PR #1108, opened 2026-08-21
docs(ptx-schedule): the one published crate with no README

vyncint:
`ptx-schedule` arrived with #1065 and is the only publishable crate in the workspace with neither a `readme` key nor a `README.md` on disk. Checked across `cargo metadata`: every other publishable member has both. crates.io renders that file as the package page, so this one would publish with an empty body.

Same gap #981 closed for `ptx-parse`, and this README follows that one's shape.

## Content is taken from the crate, not the commit that added it

- The purpose and the *"owns neither CUDA execution nor an input generator"* boundary come from `lib.rs`'s module header.
- The seven `SiteKind` variants and the eight campaign `RunKind` verdicts are each enumerated **in full** — a partial list of a closed enum is exactly the thing that rots (#978, #1045, #1056).
- `InjectionOptions`' four fields, `DEFAULT_MAX_SLEEP_NS` (64 µs), the `nanosleep.u32` insertion, and the `confirm_runs` re-run before a finding is reported are all as implemented.
- `cargo oxide fuzz-schedule` is named as the user-facing entry point, with the crate's own binary shown for single-file work; the flags in that example come from `main.rs`'s usage string.

## One detail carried from #981's review

The License link is absolute rather than `../../LICENSE`, because crates.io rewrites relative README links against the repository root and the relative form 404s there. `ptx-parse`'s README was corrected the same way.

## Verification

- `cargo metadata` now reports `readme: README.md` for the crate and the file resolves.
- All seven `SiteKind` and all eight `RunKind` names appear; the four `InjectionOptions` fields appear; no relative `../` links remain.
- `check-crate-inventory.sh`, `check-spdx-headers.sh` and `check-book-api-names.sh` pass; `cargo fmt --all --check` clean; `RUSTDOCFLAGS="-D warnings" cargo doc -p ptx-schedule` clean.

### DIFF
--- a/crates/ptx-schedule/Cargo.toml
+++ b/crates/ptx-schedule/Cargo.toml
@@ -9,6 +9,7 @@ authors.workspace = true
 license.workspace = true
 repository.workspace = true
 description = "Structural PTX schedule analysis and deterministic perturbation"
+readme = "README.md"
 
 [dependencies]
 dialect-ptx = { workspace = true }
--- a/crates/ptx-schedule/README.md
+++ b/crates/ptx-schedule/README.md
@@ -5,17 +5,17 @@ Structural PTX schedule analysis and deterministic perturbation.
 A kernel that races only under one interleaving passes every run until it does
 not. This crate makes that interleaving reachable on purpose: it finds the
 points in a PTX module where thread progress is observable, then inserts a
-seeded `nanosleep.u32` at a subset of them so the same seed always produces the
-same schedule.
+seeded `nanosleep.u32` at a subset of them so the same seed always produces
+the same rewrite.
 
-## What it deliberately does not do
+## What the analyzer deliberately does not do
 
-It owns neither CUDA execution nor an input generator. It reads PTX text and
-writes PTX text. Building, launching, watchdogging and verdict assignment are
-the campaign driver's job, and the kernel inputs stay whatever the example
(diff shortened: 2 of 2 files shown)


nihalpasham:
- Confirmed the gap: of 29 publishable crates, ptx-schedule was the only one with neither a README nor a `readme` key, so it would publish with an empty package page. The site table, verdict table and CLI examples check out against the source.
- **One commit layered on:** six statements did not match the code. The execution disclaimer covered the whole crate while `campaign.rs` builds, launches and watchdogs two sections down (now scoped to the analyzer); `intensity` is a probability dial (0.75x per site, and it also scales sleep length), not a fraction of sites; `focus` re-weights by substring over opcode and instruction text (0.95x hits, 0.15x misses), it never restricts to one callable; `Skipped` requires a printed skip marker (a zero-injection seed still runs and reports like the baseline); findings carry confirmation counts rather than being gated on them; a seed pins the rewrite, not the schedule. Same commit: `mbarrier.*` in the Barrier row, the ordering qualifiers OrderedMemory actually matches, the conservative same-or-earlier-block back-edge test, and the block-index field called out as back-edge-only.
- The `redux` entry in the WarpCollective row becomes true when #1111 lands, so that one merges first.

nihalpasham (approved):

──────

WHAT YOU SHOULD DO |
Only the lines above from the line containing "not. This crate" through the line containing "-## What it deliberately does not do" should be retyped, exactly and with both ends included.

SOLUTION TO THIS PROBLEM |
 not. This crate makes that interleaving reachable on purpose: it finds the
 points in a PTX module where thread progress is observable, then inserts a
-seeded `nanosleep.u32` at a subset of them so the same seed always produces the
-same schedule.
+seeded `nanosleep.u32` at a subset of them so the same seed always produces
+the same rewrite.
 
-## What it deliberately does not do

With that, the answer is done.